**What needs to be done:**
All of the data below is to be output without alteration.

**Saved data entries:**

PR #84, opened 2023-10-03
[csl-2869] configure showing search term highlights in sections

HHHindawy:
This PR adds the option to highlight words that match the search keyword in every section the user adds the `displaySearchTermHighlights` boolean to.

Notice how the word `pant` is highlighted in all sections:

image

### DIFF
--- a/src/components/Autocomplete/SectionItem/SectionItemText.tsx
+++ b/src/components/Autocomplete/SectionItem/SectionItemText.tsx
@@ -1,0 +1,38 @@
+import React from 'react';
+import { Item } from '../../../types';
+import { isInGroupSuggestion } from '../../../typeGuards';
+import { escapeRegExp } from '../../../utils';
+
+export interface SectionItemTextProps {
+  item: Item;
+  query: string;
+  highlightSearchTerm?: boolean;
+}
+
+export default function SectionItemText({
+  item,
+  query,
+  highlightSearchTerm,
+}: SectionItemTextProps) {
+  const itemText = isInGroupSuggestion(item) ? item.groupName : item.value;
+
+  if (highlightSearchTerm) {
+    const queryRegex = new RegExp(`(${escapeRegExp(query)})`, 'gi');
+    const queryIncludedInText = queryRegex.test(itemText);
+
+    if (query && queryIncludedInText) {
+      const splitText = itemText.split(queryRegex);
+
+      return (
+        <>
+          {splitText[0]}
+          <b>{splitText[1]}</b>
+          {splitText[2]}
+        </>
+      );
+    }
+  }
+
+  // eslint-disable-next-line react/jsx-no-useless-fragment
+  return <>{itemText}</>;
+}
--- a/src/components/Autocomplete/SectionItem/SectionItemText.tsx
+++ b/src/components/Autocomplete/SectionItem/SectionItemText.tsx
@@ -25,8 +25,9 @@ export default function SectionItemText({
 
       return (
         <>
-          {splitText.map((split) => {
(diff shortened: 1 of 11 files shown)


src/utils.ts
```diff
@@ -135,3 +137,33 @@ export const getActiveSectionsWithData = (
...
+  }
+
+  const regex = new RegExp(`(${escapeRegExp(query)})`, 'gi');
+
+  sections.forEach((section: UserDefinedSection) => {
+    if (section?.displaySearchTermHighlights) {
+      const sectionName = section?.displayName || section?.identifier;
+
+      document
+        .querySelector(`.${sectionName?.split(' ')?.join('.')}`)
```
stanlp1, line 157: I think generally, if possible we should try to avoid using querySelector. 

Do you think it would be possible to instead have this logic live in the SectionItem.tsx file, modify each item as they come?

That way we can work directly with an autocomplete value in React, not have to worry about sanitizing html.

stanlp1 (changes requested):
Left a comment about the current approach. Curious to see what others think.

src/utils.ts
HHHindawy: @stanlp1 Yes, that's what I did locally. I was waiting to confirm with the rest of the team, but seems like this is the right approach 👍

HHHindawy:
@stanlp1 Please have another look and let me know what you think

src/components/Autocomplete/SectionItem/SectionItemText.tsx
```diff
@@ -0,0 +1,38 @@
...
+    const queryIncludedInText = queryRegex.test(itemText);
+
+    if (query && queryIncludedInText) {
+      const splitText = itemText.split(queryRegex);
+
+      return (
+        <>
+          {splitText[0]}
+          <b>{splitText[1]}</b>
+          {splitText[2]}
```
stanlp1, line 30: There is a bug here, this will cut off the term if the query exists multiple times in the suggestion.

stanlp1 (changes requested):
Nice, the new approach looks great. There is a bug though. 

Also I am wondering if we need to use regex, instead of just splitting on the query.

src/components/Autocomplete/SectionItem/SectionItemText.tsx
HHHindawy: @stanlp1 Yes you're right, fixed that!

The reason why I'm using a regex is that we want to get all query occurrences case insensitive and replace it with the actual case that was in the original string.

I guess this is going to be tricky using the query alone.

stanlp1: 👍 That makes sense.

stanlp1 (approved):
Nice! This is looking good to me.

src/components/Autocomplete/SectionItem/SectionItemText.tsx
```diff
@@ -0,0 +1,40 @@
...
+    const queryIncludedInText = queryRegex.test(itemText);
+
+    if (query && queryIncludedInText) {
+      const splitText = itemText.split(queryRegex);
+
+      return (
+        <>
+          {splitText.map((split, index) => {
+            // eslint-disable-next-line react/no-array-index-key
+            if (queryRegex.test(split)) return <b key={`matched-word-${index}`}>{split}</b>;
```
mocca102, line 30: If you can make this an if else statement for readability it would be great. Also you can ignore this

mocca102 (approved):
LGTM! Thanks for making the changes

PR #89, opened 2023-10-11
]CSL-2874] A/b test search suggestion variants

stanlp1:


src/types.ts
```diff
@@ -27,7 +28,7 @@ export type CioAutocompleteProps = CioClientConfig & {
   openOnFocus?: boolean;
   onSubmit: OnSubmit;
   onFocus?: () => void;
-  onChange?: (string) => void;
+  onChange?: (arg0: string) => void;
```
mocca102, line 31: Can we make input or value instead of arg0

src/components/Autocomplete/SectionItem/SectionItem.tsx
```diff
@@ -11,11 +12,40 @@ export interface SectionItemProps {
   displaySearchTermHighlights?: boolean;
 }
 
+export function getSearchSuggestionFeatures(request: Partial<AutocompleteRequestType>) {
```
mocca102, line 15: I think this need to be part of the hooks logic and we only expose the features as a state returned form the hooks instead of exposing the utility function for consumers of the library to use it to get the features. And we do call `getSearchSuggestionFeatures` internally instead and expose smth like this in the hook response
```
featureToggles: {
    featureDisplaySearchSuggestionImages,
    featureDisplaySearchSuggestionResultCounts,
  }
```

@esezen what do you think?

src/utils.ts
```diff
@@ -1,6 +1,13 @@
 import ConstructorIOClient from '@constructor-io/constructorio-client-javascript';
 import { isCustomSection } from './typeGuards';
-import { OnSubmit, Item, Section, UserDefinedSection, AutocompleteResultSections } from './types';
+import {
+  OnSubmit,
+  Item,
+  Section,
+  UserDefinedSection,
+  AutocompleteResultSections,
```
mocca102, line 8: Can we remove this since it's not used anymore

src/types.ts
stanlp1: 👍 The typescript linter suggested making it arg0: string so I followed it without thinking 😂

mocca102 (commented):
Thanks for making the changes! This is looking pretty good

Just left small comments and lets get a second eye

src/components/Autocomplete/SectionItem/SectionItem.tsx
esezen: I think this makes sense. @stanlp1 anything against this approach?

stanlp1: Nope, Islam mentioned this to me, I suggested tagging you as the decision maker 😂

mocca102 (approved):
Thanks for making the changes @stanlp1 🚀

esezen (approved):
LGTM!

esezen (changes requested):
@stanlp1 I thought tests are failing on main at first but they seem to be passing there. Would you be able to check why they are failing here?

stanlp1:
> @stanlp1 I thought tests are failing on main at first but they seem to be passing there. Would you be able to check why they are failing here?

Looks like the changes I made to resolve the failing tests 3 weeks ago don't work anymore. Reverted 👍

PR #91, opened 2023-10-13
[NO-CSL] Update bundle target

esezen:


mocca102 (approved):
Thanks for making the change! LGTM!

esezen:
We will revisit this later

PR #98, opened 2023-11-06
[CSL-2971] Update dependencies

esezen:


jjl014 (approved):
Whoa, 15,312 additions and 3,798 deletions! 🤯 

LGTM! 🚀 Looks like there were some failing tests, but they're also failing on main.

PR #101, opened 2023-11-13
[NO-CSL] Update tests to use another term

esezen:


mocca102 (approved):
Passing for me as well. Thank you!

PR #1160, opened 2020-06-13
document scalafixAll InputKey

bjaglin:
Merge only when https://github.com/scalacenter/sbt-scalafix/pull/126 is released

### DIFF
--- a/docs/users/installation.md
+++ b/docs/users/installation.md
@@ -150,7 +150,8 @@ Great! You are all set to use Scalafix with sbt :)
 
 | Name | Type | Description
 | ---- | ---- | -----------
-| `scalafix <args>` | `InputTaskKey[Unit]` | Invoke scalafix command line interface directly. Use tab completion to explore supported arguments or consult [--help](#help).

**Output of the task:**
PR #84, opened 2023-10-03
[csl-2869] configure showing search term highlights in sections

HHHindawy:
This PR adds the option to highlight words that match the search keyword in every section the user adds the `displaySearchTermHighlights` boolean to.

Notice how the word `pant` is highlighted in all sections:

image

### DIFF
--- a/src/components/Autocomplete/SectionItem/SectionItemText.tsx
+++ b/src/components/Autocomplete/SectionItem/SectionItemText.tsx
@@ -1,0 +1,38 @@
+import React from 'react';
+import { Item } from '../../../types';
+import { isInGroupSuggestion } from '../../../typeGuards';
+import { escapeRegExp } from '../../../utils';
+
+export interface SectionItemTextProps {
+  item: Item;
+  query: string;
+  highlightSearchTerm?: boolean;
+}
+
+export default function SectionItemText({
+  item,
+  query,
+  highlightSearchTerm,
+}: SectionItemTextProps) {
+  const itemText = isInGroupSuggestion(item) ? item.groupName : item.value;
+
+  if (highlightSearchTerm) {
+    const queryRegex = new RegExp(`(${escapeRegExp(query)})`, 'gi');
+    const queryIncludedInText = queryRegex.test(itemText);
+
+    if (query && queryIncludedInText) {
+      const splitText = itemText.split(queryRegex);
+
+      return (
+        <>
+          {splitText[0]}
+          <b>{splitText[1]}</b>
+          {splitText[2]}
+        </>
+      );
+    }
+  }
+
+  // eslint-disable-next-line react/jsx-no-useless-fragment
+  return <>{itemText}</>;
+}
--- a/src/components/Autocomplete/SectionItem/SectionItemText.tsx
+++ b/src/components/Autocomplete/SectionItem/SectionItemText.tsx
@@ -25,8 +25,9 @@ export default function SectionItemText({
 
       return (
         <>
-          {splitText.map((split) => {
(diff shortened: 1 of 11 files shown)


src/utils.ts
```diff
@@ -135,3 +137,33 @@ export const getActiveSectionsWithData = (
...
+  }
+
+  const regex = new RegExp(`(${escapeRegExp(query)})`, 'gi');
+
+  sections.forEach((section: UserDefinedSection) => {
+    if (section?.displaySearchTermHighlights) {
+      const sectionName = section?.displayName || section?.identifier;
+
+      document
+        .querySelector(`.${sectionName?.split(' ')?.join('.')}`)
```
stanlp1, line 157: I think generally, if possible we should try to avoid using querySelector. 

Do you think it would be possible to instead have this logic live in the SectionItem.tsx file, modify each item as they come?

That way we can work directly with an autocomplete value in React, not have to worry about sanitizing html.

stanlp1 (changes requested):
Left a comment about the current approach. Curious to see what others think.

src/utils.ts
HHHindawy: @stanlp1 Yes, that's what I did locally. I was waiting to confirm with the rest of the team, but seems like this is the right approach 👍

HHHindawy:
@stanlp1 Please have another look and let me know what you think

src/components/Autocomplete/SectionItem/SectionItemText.tsx
```diff
@@ -0,0 +1,38 @@
...
+    const queryIncludedInText = queryRegex.test(itemText);
+
+    if (query && queryIncludedInText) {
+      const splitText = itemText.split(queryRegex);
+
+      return (
+        <>
+          {splitText[0]}
+          <b>{splitText[1]}</b>
+          {splitText[2]}
```
stanlp1, line 30: There is a bug here, this will cut off the term if the query exists multiple times in the suggestion.

stanlp1 (changes requested):
Nice, the new approach looks great. There is a bug though. 

Also I am wondering if we need to use regex, instead of just splitting on the query.

src/components/Autocomplete/SectionItem/SectionItemText.tsx
HHHindawy: @stanlp1 Yes you're right, fixed that!

The reason why I'm using a regex is that we want to get all query occurrences case insensitive and replace it with the actual case that was in the original string.

I guess this is going to be tricky using the query alone.

stanlp1: 👍 That makes sense.

stanlp1 (approved):
Nice! This is looking good to me.

src/components/Autocomplete/SectionItem/SectionItemText.tsx
```diff
@@ -0,0 +1,40 @@
...
+    const queryIncludedInText = queryRegex.test(itemText);
+
+    if (query && queryIncludedInText) {
+      const splitText = itemText.split(queryRegex);
+
+      return (
+        <>
+          {splitText.map((split, index) => {
+            // eslint-disable-next-line react/no-array-index-key
+            if (queryRegex.test(split)) return <b key={`matched-word-${index}`}>{split}</b>;
```
mocca102, line 30: If you can make this an if else statement for readability it would be great. Also you can ignore this

mocca102 (approved):
LGTM! Thanks for making the changes

PR #89, opened 2023-10-11
]CSL-2874] A/b test search suggestion variants

stanlp1:


src/types.ts
```diff
@@ -27,7 +28,7 @@ export type CioAutocompleteProps = CioClientConfig & {
   openOnFocus?: boolean;
   onSubmit: OnSubmit;
   onFocus?: () => void;
-  onChange?: (string) => void;
+  onChange?: (arg0: string) => void;
```
mocca102, line 31: Can we make input or value instead of arg0

src/components/Autocomplete/SectionItem/SectionItem.tsx
```diff
@@ -11,11 +12,40 @@ export interface SectionItemProps {
   displaySearchTermHighlights?: boolean;
 }
 
+export function getSearchSuggestionFeatures(request: Partial<AutocompleteRequestType>) {
```
mocca102, line 15: I think this need to be part of the hooks logic and we only expose the features as a state returned form the hooks instead of exposing the utility function for consumers of the library to use it to get the features. And we do call `getSearchSuggestionFeatures` internally instead and expose smth like this in the hook response
```
featureToggles: {
    featureDisplaySearchSuggestionImages,
    featureDisplaySearchSuggestionResultCounts,
  }
```

@esezen what do you think?

src/utils.ts
```diff
@@ -1,6 +1,13 @@
 import ConstructorIOClient from '@constructor-io/constructorio-client-javascript';
 import { isCustomSection } from './typeGuards';
-import { OnSubmit, Item, Section, UserDefinedSection, AutocompleteResultSections } from './types';
+import {
+  OnSubmit,
+  Item,
+  Section,
+  UserDefinedSection,
+  AutocompleteResultSections,
```
mocca102, line 8: Can we remove this since it's not used anymore

src/types.ts
stanlp1: 👍 The typescript linter suggested making it arg0: string so I followed it without thinking 😂

mocca102 (commented):
Thanks for making the changes! This is looking pretty good

Just left small comments and lets get a second eye

src/components/Autocomplete/SectionItem/SectionItem.tsx
esezen: I think this makes sense. @stanlp1 anything against this approach?

stanlp1: Nope, Islam mentioned this to me, I suggested tagging you as the decision maker 😂

mocca102 (approved):
Thanks for making the changes @stanlp1 🚀

esezen (approved):
LGTM!

esezen (changes requested):
@stanlp1 I thought tests are failing on main at first but they seem to be passing there. Would you be able to check why they are failing here?

stanlp1:
> @stanlp1 I thought tests are failing on main at first but they seem to be passing there. Would you be able to check why they are failing here?

Looks like the changes I made to resolve the failing tests 3 weeks ago don't work anymore. Reverted 👍

PR #91, opened 2023-10-13
[NO-CSL] Update bundle target

esezen:


mocca102 (approved):
Thanks for making the change! LGTM!

esezen:
We will revisit this later

PR #98, opened 2023-11-06
[CSL-2971] Update dependencies

esezen:


jjl014 (approved):
Whoa, 15,312 additions and 3,798 deletions! 🤯 

LGTM! 🚀 Looks like there were some failing tests, but they're also failing on main.

PR #101, opened 2023-11-13
[NO-CSL] Update tests to use another term

esezen:


mocca102 (approved):
Passing for me as well. Thank you!

PR #1160, opened 2020-06-13
document scalafixAll InputKey

bjaglin:
Merge only when https://github.com/scalacenter/sbt-scalafix/pull/126 is released

### DIFF
--- a/docs/users/installation.md
+++ b/docs/users/installation.md
@@ -150,7 +150,8 @@ Great! You are all set to use Scalafix with sbt :)
 
 | Name | Type | Description
 | ---- | ---- | -----------
-| `scalafix <args>` | `InputTaskKey[Unit]` | Invoke scalafix command line interface directly. Use tab completion to explore supported arguments or consult [--help](#help).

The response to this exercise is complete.